PR #764, opened 2023-05-12
Calculate Trie commitment lazily

### LINKED ISSUE #751: Calculate Trie commitment lazily
Currently, we are calculating commitment of a `Trie` on every `Put` call, ie the `propagateValues` function. https://github.com/NethermindEth/juno/blob/6baadd09c38e08d8a1d6fb4f1af3f7bde26d78b7/core/trie/trie.go#L328-L363 This could result in bunch of unnecessary hashing.

What we can do instead is update only the relation between (ie update the children, add new nodes, delete old ones) the nodes of a Trie in the Put function and but dont update the `Value` fields. By keeping track of which nodes were changed, we can calculate the commitment only when the user signals the Trie that it is done updating or when a `Root()` call is made

omerfirmak:
defer commitment calculation until the user calls Trie.Commit or Trie.Root explicitly. This results in %15 less Pedersen calculations during sync

Fixes #751

### DIFF
--- a/core/state.go
+++ b/core/state.go
@@ -166,6 +166,10 @@ func (s *State) globalTrie(bucket db.Bucket, newTrie trie.NewTrieFunc) (*trie.Tr
 
 	// prep closer
 	closer := func() error {
+		if err = gTrie.Commit(); err != nil {
+			return err
+		}
+
 		resultingRootKey := gTrie.RootKey()
 		// no updates on the trie, short circuit and return
 		if resultingRootKey.Equal(rootKey) {
--- a/core/state.go
+++ b/core/state.go
@@ -53,7 +53,7 @@ func NewState(txn db.Transaction) *State {
 
 // putNewContract creates a contract storage instance in the state and stores the relation between contract address and class hash to be
 // queried later with [GetContractClass].
-func (s *State) putNewContract(addr, classHash *felt.Felt, blockNumber uint64) error {
+func (s *State) putNewContract(stateTrie *trie.Trie, addr, classHash *felt.Felt, blockNumber uint64) error {
 	contract, err := DeployContract(addr, classHash, s.txn)
 	if err != nil {
 		return err
@@ -65,7 +65,7 @@ func (s *State) putNewContract(addr, classHash *felt.Felt, blockNumber uint64) e
 		return err
 	}
 
-	return s.updateContractCommitment(contract)
+	return s.updateContractCommitment(stateTrie, contract)
 }
 
 // ContractClassHash returns class hash of a contract at a given address.
@@ -228,16 +228,21 @@ func (s *State) Update(blockNumber uint64, update *StateUpdate, declaredClasses 
 }
 
 func (s *State) updateContracts(blockNumber uint64, diff *StateDiff) error {
+	stateTrie, storageCloser, err := s.storage()
+	if err != nil {
+		return err
+	}
+
 	// register deployed contracts
 	for _, contract := range diff.DeployedContracts {
-		if err := s.putNewContract(contract.Address, contract.ClassHash, blockNumber); err != nil {
+		if err := s.putNewContract(stateTrie, contract.Address, contract.ClassHash, blockNumber); err != nil {
 			return err
 		}
 	}
 
 	// replace contract instances
 	for _, replace := range diff.ReplacedClasses {
-		oldClassHash, err := s.replaceContract(replace.Address, replace.ClassHash)
+		oldClassHash, err := s.replaceContract(stateTrie, replace.Address, replace.ClassHash)
 		if err != nil {
 			return err
 		}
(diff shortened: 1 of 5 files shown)


core/trie/trie.go
```diff
@@ -191,172 +193,173 @@ func (t *Trie) Put(key, value *felt.Felt) (*felt.Felt, error) {
...
+	if parent.node.Left.Equal(last.key) {
+		siblingKey = parent.node.Right
+	} else {
+		siblingKey = parent.node.Left
+	}
 
-			cur.node.Value = t.hash(left.Hash(leftPath, t.hash), right.Hash(rightPath, t.hash))
+	if len(nodes) == 2 { // sibling should become root
+		t.rootKey = siblingKey
+	} else { // sibling should link to grandparent (len(affectedNodes) > 2)
```
joshklop, line 350: nit: we can remove the else here.

joshklop (commented):
Thinking more generally: erigon only calculates the commitment every N blocks (I think N=50 in their implementation, but can't remember) while syncing. With this PR, we could do something similar.

omerfirmak:
> Thinking more generally: erigon only calculates the commitment every N blocks (I think N=50 in their implementation, but can't remember) while syncing. With this PR, we could do something similar.

Yeap, that is one of the things this PR could enable. But I am not sure how effective it would be in speeding up the sync. Maybe we can give it a try and see. It shouldnt be that hard.

omerfirmak:
I benchmarked this PR against `main` for mainnet block 500, which a decently sized block.

```
before:
BenchmarkMainnetBlock500-16          100         616745108 ns/op        25081993 B/op     637726 allocs/op

after:
BenchmarkMainnetBlock500-16          100         535941507 ns/op        41434650 B/op    1836362 allocs/op
```
There is a considerable speed up. I will try to add #781 on top of this and see how it helps.

omerfirmak:
With a quick implementation of #781 

```
BenchmarkMainnetBlock500-16          100         485868048 ns/op        39204112 B/op    1724185 allocs/op
```

So, overall %22 speed up.

omerfirmak:
```
BenchmarkMainnetBlock500-16          100         293354476 ns/op         8972344 B/op     218413 allocs/op
```

eliminated most of the allocations as well. In this test runtime reduction looks to be around %53

core/state.go
```diff
@@ -224,16 +228,21 @@ func (s *State) Update(blockNumber uint64, update *StateUpdate, declaredClasses
 }
 
 func (s *State) updateContracts(blockNumber uint64, diff *StateDiff) error {
+	stateTrie, storageCloser, err := s.storage()
```
kirugan, line 231: no need to defer `storageCloser()` ?

core/state.go
```diff
@@ -390,16 +399,11 @@ func (s *State) updateContractCommitment(contract *Contract) error {
...
+	if _, err = stateTrie.Put(contract.Address, commitment); err != nil {
 		return err
 	}
 
-	if _, err = state.Put(contract.Address, commitment); err != nil {
-		return err
-	}
-
-	return storageCloser()
+	return nil
```
kirugan, line 406: lets simplify it `return stateTrie.Put(contract.Address, commitment)`

core/trie/transaction_storage.go
```diff
@@ -75,13 +85,25 @@ func (t *TransactionStorage) Get(key *bitset.BitSet) (*Node, error) {
 		return nil, err
 	}
 
+	if t.cache != nil {
```
kirugan, line 88: I think we don't need `t.cache != nil` checks in all methods if the only way we can initiate storage is by calling constructor (`NewTransactionStorage(...)`)

core/trie/transaction_storage.go
```diff
@@ -64,7 +66,15 @@ func (t *TransactionStorage) Put(key *bitset.BitSet, value *Node) error {
 	}
 
 	encodedBytes := buffer.Bytes()
-	return t.txn.Set(encodedBytes[:keyLen], encodedBytes[keyLen:])
+	if err = t.txn.Set(encodedBytes[:keyLen], encodedBytes[keyLen:]); err != nil {
+		return err
+	}
+
+	if t.cache != nil {
+		keyStr := string(encodedBytes[:keyLen])
```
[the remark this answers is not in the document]
omerfirmak: This actually made me realize something.

If `encodedBytes` are all 0, or have 0 somewhere in the middle. How would string() behave it that scenario?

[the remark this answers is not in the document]
omerfirmak: Discussed this in slack, will keep it as it is.

core/trie/transaction_storage.go
```diff
@@ -75,13 +85,25 @@ func (t *TransactionStorage) Get(key *bitset.BitSet) (*Node, error) {
...
+
 	var node *Node
 	if err = t.txn.Get(buffer.Bytes(), func(val []byte) error {
 		node = new(Node)
 		return encoder.Unmarshal(val, node)
 	}); err != nil {
 		return nil, err
 	}
+
+	if t.cache != nil && err == nil {
```
joshklop, line 103: I think we can remove `err == nil`.

omerfirmak:
Addressed all comments

joshklop (approved):

core/trie/transaction_storage.go
omerfirmak: Correct, removed.

PR #766, opened 2023-05-16
Fix shadowed declaration

omerfirmak:


omerfirmak:
Was causing linter to fail on `main`

wojciechos (approved):

joshklop (approved):

PR #768, opened 2023-05-16
Only fetch unknown classes in sync process

### LINKED ISSUE #689: Stop unconditionally fetching all classes referenced in a StateUpdate

### LINKED ISSUE #714: Fetch and store Sierra classes
https://github.com/NethermindEth/juno/blob/8887d659770866ce25d8f1208c89f6d07a072cd1/sync/sync.go#L58-L73

omerfirmak:
Fixes #689
Fixes #714


core/transaction.go
```diff
@@ -340,53 +340,25 @@ func deployAccountTransactionHash(d *DeployAccountTransaction, n utils.Network)
...
-		if err := verifyTransactionHash(tx, n); err != nil {
-			err.next = head
-			head = err
-		}
-	}
-	if head != nil {
-		return *head
+	// blockVersion < 0.11.0
+	// only start verifying transaction hashes after 0.11.0
+	if blockVersion.Compare(semver.MustParse("0.11.0")) == -1 {
```
IronGauntlets, line 351: Please store the version as a `const`.

IronGauntlets (approved):
LGTM! 

I think 3rd commit should be squashed into 2nd commit.

core/transaction.go
omerfirmak: Sadly, `semver.MustParse` can not be assigned to a const

omerfirmak:
> LGTM!
> 
> I think 3rd commit should be squashed into 2nd commit.

I want to keep it in a separate commit in case we ever need that code again. So that we can just revert the commit that deletes the code and not cause any behavior changes.

wojciechos (approved):

PR #776, opened 2023-05-23
Make fully synced nodes return false to `starknet_syncing`

jelilat:


jelilat:
@omerfirmak I sense false negatives here since our `highestBlockHeader` is not always accurate. @wojciechos what it means is that we can't rely on this endpoint to know if a node is fully synced or not.

omerfirmak:
> @omerfirmak I sense false negatives here since our `highestBlockHeader` is not always accurate. @wojciechos what it means is that we can't rely on this endpoint to know if a node is fully synced or not.

Yeah, but there is not much we can do about it. `syncing` is a "best effort" endpoint. As long as node "thinks" it is fully synced, it is free to report that.

PR #777, opened 2023-05-23
Fetch and store compiled classes for each sierra class

omerfirmak:


starknetdata/feeder/feeder.go
```diff
@@ -275,15 +275,20 @@ func (f *Feeder) Class(ctx context.Context, classHash *felt.Felt) (core.Class, e
...
 	case response.V1 != nil:
-		return adaptCairo1Class(response.V1)
+		compiledClass, cErr := f.client.CompiledClassDefinition(ctx, classHash)
+		if cErr != nil {
+			return nil, cErr
+		}
+
+		return adaptCairo1Class(response.V1, compiledClass)
 	case response.V0 != nil:
 		return adaptCairo0Class(response.V0)
```
kirugan, line 285: Just curios how definitions worked in V0 ?

IronGauntlets (approved):

starknetdata/feeder/feeder.go
omerfirmak: I am not sure if this answers the question but the main difference is V0 classes contain Cairo Assembly whereas V1 classes contain Sierra programs. Sierra programs are eventually compiled to cairo assembly and that is what the compiledClass in this PR represents.

core/class.go
rianhughes, line 1: So this 'Compiled' field represents the Sierra program? Why is it stored as a json.RawMessage?

kirugan (approved):

PR #778, opened 2023-05-23
Allow migrating the DB with hardcoded revisions

omerfirmak:


migration/migration.go
```diff
@@ -0,0 +1,68 @@
...
+	"errors"
+
+	"github.com/NethermindEth/juno/db"
+)
+
+type revision func(db.DB) error
+
+var revisions = []revision{
+	revision0000,
+}
```
omerfirmak, line 14: Revisions list contains a set of revisions that can be applied to a database. Currently there is only one revision which makes sure the initial DB the node is using is empty.

migration/migration.go
```diff
@@ -0,0 +1,68 @@
...
+		}
+
+		// revision returned with no errors, bump the version
+		if err = targetDB.Update(func(txn db.Transaction) error {
+			var versionBytes [8]byte
+			binary.BigEndian.PutUint64(versionBytes[:], i+1)
+			return txn.Set(db.SchemaVersion.Key(), versionBytes[:])
+		}); err != nil {
+			return err
+		}
```
omerfirmak, line 34: Schema version of the targetDB determines which set of revisions need to be applied to the database. After revision is successfully executed, which may update the database, schema version is incremented by 1.

For example;

Assume an empty DB, which has a schema version of `0`. So we start applying the revisions from the very first one in the list and increment the schema version as we go. After the loop exists we end up with a database which's schema version is `len(revisions)+1`.

After running that Juno version for a while, if the user updates it's Juno version which adds new revisions to the list, `MigrateIfNeeded` will skip the already applied revisions and only apply the new ones. It will be able to do this since the schema version it reads from the database will be non-zero and that is what we use to initialize the `i` loop variable.

migration/migration.go
omerfirmak: After making braking changes to the DB layout, we will have to add new revisions to this list.

omerfirmak (commented):
Let me briefly explain what is going on here;

migration/migration.go
```diff
@@ -0,0 +1,68 @@
...
+	}
+
+	return nil
+}
+
+func SchemaVersion(targetDB db.DB) (uint64, error) {
```
joshklop, line 40: This doesn't appear to be used outside the `migration` package. Could it be unexported?

migration/migration.go
```diff
@@ -0,0 +1,68 @@
...
+	err := txn.Get(db.SchemaVersion.Key(), func(bytes []byte) error {
+		version = binary.BigEndian.Uint64(bytes)
+		return nil
+	})
+	if err != nil && !errors.Is(err, db.ErrKeyNotFound) {
+		return 0, db.CloseAndWrapOnError(txn.Discard, err)
+	}
+
+	return version, db.CloseAndWrapOnError(txn.Discard, nil)
+}
```
joshklop, line 52:
```suggestion
	return version, txn.Get(db.SchemaVersion.Key(), func(bytes []byte) error {
		version = binary.BigEndian.Uint64(bytes)
		return nil
	})
}
```

migration/migration.go
```diff
@@ -0,0 +1,68 @@
...
+func revision0000(targetDB db.DB) error {
+	return targetDB.View(func(txn db.Transaction) error {
+		it, err := txn.NewIterator()
+		if err != nil {
+			return err
+		}
+
+		// not empty if valid
+		if it.Next() {
+			return db.CloseAndWrapOnError(it.Close, errors.New("Initial DB directory should be empty"))
```
joshklop, line 64:
```suggestion
			return db.CloseAndWrapOnError(it.Close, errors.New("Initial DB should be empty"))
```
I think the db directory can have other things in it, but the db itself must be empty.

migration/migration.go
```diff
@@ -0,0 +1,68 @@
...
+	"github.com/NethermindEth/juno/db"
+)
+
+type revision func(db.DB) error
+
+var revisions = []revision{
+	revision0000,
+}
+
+func MigrateIfNeeded(targetDB db.DB) error {
```
joshklop, line 16: Can we pass in the revisions as a parameter here? The associated test appears to be unnecessarily dependent on the `revisions` global variable.

joshklop (changes requested):

migration/migration.go
omerfirmak: done

migration/migration.go
omerfirmak: >The associated test appears to be unnecessarily dependent on the revisions global variable.

not really, it just makes sure that first call to `MigrateIfNeeded` increments the schema version and the second call doesnt. The actual value of what schema version ends up being is not relevant.

migration/migration.go
joshklop: In that case, could the tests be moved to a separate package?

omerfirmak: Yeap, it should've been in `migration_test` in the first place. My bad.

joshklop (approved):

migration/migration.go
```diff
@@ -0,0 +1,68 @@
...
+		return err
+	}
+
+	for i := version; i < uint64(len(revisions)); i++ {
+		if err = revisions[i](targetDB); err != nil {
+			return err
+		}
+
+		// revision returned with no errors, bump the version
+		if err = targetDB.Update(func(txn db.Transaction) error {
```
kirugan, line 28: What happens if the schema update is successful, but the process dies before updating the version here?

omerfirmak: Yeap, that is an edge case that we dont want to be left in. I will make sure everything happens within a transaction context.

omerfirmak: done

migration/migration.go
IronGauntlets: Please add the above explanation as comments

migration/revisions_test.go
IronGauntlets, line 1: Should we not follow our convention of using `*_pkg_test.go` here?

migration/migration.go
IronGauntlets: Please add this explanation as comments

migration/migration.go
```diff
@@ -0,0 +1,66 @@
...
+
+func MigrateIfNeeded(targetDB db.DB) error {
+	version, err := SchemaVersion(targetDB)
+	if err != nil {
+		return err
+	}
+
+	for i := version; i < uint64(len(revisions)); i++ {
+		if err = targetDB.Update(func(txn db.Transaction) error {
+			// revision returned with no errors, bump the version
```
IronGauntlets, line 24: Should this comment be moved to line 24?

IronGauntlets:
Am I correct in understanding that this will not work with existing DB since they don't have a schema version and for it to take effect everyone will have to sync from scratch, right?

omerfirmak:
> 

correct

omerfirmak:
> Am I correct in understanding that this will not work with existing DB since they don't have a schema version and for it to take effect everyone will have to sync from scratch, right?

correct

migration/revisions_test.go
omerfirmak: Yeap, my bad.

IronGauntlets (approved):
LGTM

* **To do**: Search each line of the data above for "putNewContract", and copy the lines where it occurs.

* **Written answer**:
 // putNewContract creates a contract storage instance in the state and stores the relation between contract address and class hash to be
-func (s *State) putNewContract(addr, classHash *felt.Felt, blockNumber uint64) error {
+func (s *State) putNewContract(stateTrie *trie.Trie, addr, classHash *felt.Felt, blockNumber uint64) error {
@@ -65,7 +65,7 @@ func (s *State) putNewContract(addr, classHash *felt.Felt, blockNumber uint64) e
-		if err := s.putNewContract(contract.Address, contract.ClassHash, blockNumber); err != nil {
+		if err := s.putNewContract(stateTrie, contract.Address, contract.ClassHash, blockNumber); err != nil {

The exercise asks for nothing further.